PR #4081, opened 2016-02-10
Allow overnight reboot of elasticsearch nodes

MatMoore:
The check is the same as the fabric task, but without the disable_reallocation part.
We think it will be simpler this way, although it might take longer for the cluster
to go green again after a single node is rebooted.

The other way we could do this is to disable reallocation in the /etc/unattended_reboot check, and then add something else to renable it after the machine boots up again.

https://trello.com/c/JD2ZFRcJ/13-write-script-to-check-if-elasticsearch-logs-elasticsearch-machines-can-be-rebooted

@rboulton can you review?

### DIFF
--- a/hieradata/class/staging/api_elasticsearch.yaml
+++ b/hieradata/class/staging/api_elasticsearch.yaml
@@ -1,0 +1,3 @@
+---
+
+govuk::safe_to_reboot::can_reboot: 'overnight'
--- a/hieradata/class/staging/elasticsearch.yaml
+++ b/hieradata/class/staging/elasticsearch.yaml
@@ -1,0 +1,3 @@
+---
+
+govuk::safe_to_reboot::can_reboot: 'overnight'
--- a/hieradata/class/staging/logs_elasticsearch.yaml
+++ b/hieradata/class/staging/logs_elasticsearch.yaml
@@ -1,0 +1,3 @@
+---
+
+govuk::safe_to_reboot::can_reboot: 'overnight'
--- a/hieradata/common.yaml
+++ b/hieradata/common.yaml
@@ -408,6 +408,7 @@ govuk_sudo::sudo_conf:
 
 govuk_unattended_reboot::enabled: true
 govuk_unattended_reboot::mongodb::enabled: true
+govuk_unattended_reboot::elasticsearch::enabled: true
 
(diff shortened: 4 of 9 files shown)


surminus:
So pleased to see these PRs come in! :balloon:

mattbostock:
LGTM :+1:

As discussed in person it'd be nice to retain `disable_reallocation`, but I think this has value as-is.

MatMoore:
Similar to the mongo PR, I've restricted this to changing first so we can test it overnight.

MatMoore:
This may need to be rebased on top of PR #4101 and a flag added so this runs properly on development.

mattbostock:
Is there much value in the flag that determines whether the check script is installed? It wouldn't have any impact on functionality (since unattended reboots are disabled in development); managing the file in a dev environment seems like we're adding extra complexity with little benefit.

MatMoore:
@mattbostock this is a bit confusing, but the reason this came up was due to an implicit dependency between

* govuk_unattended_reboot
* and govuk_unattended_reboot::mongodb/elasticsearch

which are included from different places, because the latter two are only relevant for certain classes of hosts, so are included from the relevant module.

Without the flag on this, we always installed the checks on all environments, which caused the dev VMs to break. I think the behaviour here *should* be tied to govuk_unattended_reboot::enabled, and originally for #4101 we tried to make this explicit using a hieradata lookup, which unfortunately didn't work as we expected.

I'm sure there is a better way of structuring this whole thing, but I'm not sure what it is yet. If you'd prefer to rework this I would suggest doing it in a follow up PR as it affects both this and the mongodb one, and I expect somebody else would take over the ticket.

For now I've just rebased this on top of master and just brought this in line with the other PR so we don't cause more dev issues if this is merged.

rboulton:
This looks good to me. :+1:

The loss of `disable_reallocation` is a bit of a shame, but the complexity needed to implement it is best avoided, I think.  In mitigation, once we upgrade elasticsearch to version `1.7` or later, we gain a feature native to elasticsearch which allows us to delay the start of reallocation for a few minutes after node failure, which would be a good replacement for this: https://www.elastic.co/guide/en/elasticsearch/reference/1.7/delayed-allocation.html

PR #4082, opened 2016-02-10
Prompt for username, then password

mattbostock:

Prompt for the Fastly password after the username, consistent with
convention used by most login forms on the Internet.


surminus:
:+1: merge quando verde

mattbostock:
Muy bien, gracias.

PR #4083, opened 2016-02-10
Jenkins CDN jobs: Don't delete .git directory

mattbostock:

Configure the Jenkins GIT plugin not to delete the `.git` directory on
every build so that deploying the CDN configs or updating the CDN
dictionaries complete faster.

`wipe-workspace` is set to true by default. Instead, run `git-clean`
after `git-clone` to ensure that the workspace is clean.

See:
http://docs.openstack.org/infra/jenkins-job-builder/scm.html?highlight=force%20clone#scm.git


surminus:
:+1: merge when green

PR #4084, opened 2016-02-10
Keep Bouncer CDN logs for 30 days only

mattbostock:
These logs are rotated hourly, so 30 * 24 = 720 hours.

- Task details
The result consists of the line with "Keep Bouncer CDN logs for 30 days only" through the last line of the entries above, repeated exactly and with nothing else.

- Solution to the exercise
Keep Bouncer CDN logs for 30 days only

mattbostock:
These logs are rotated hourly, so 30 * 24 = 720 hours.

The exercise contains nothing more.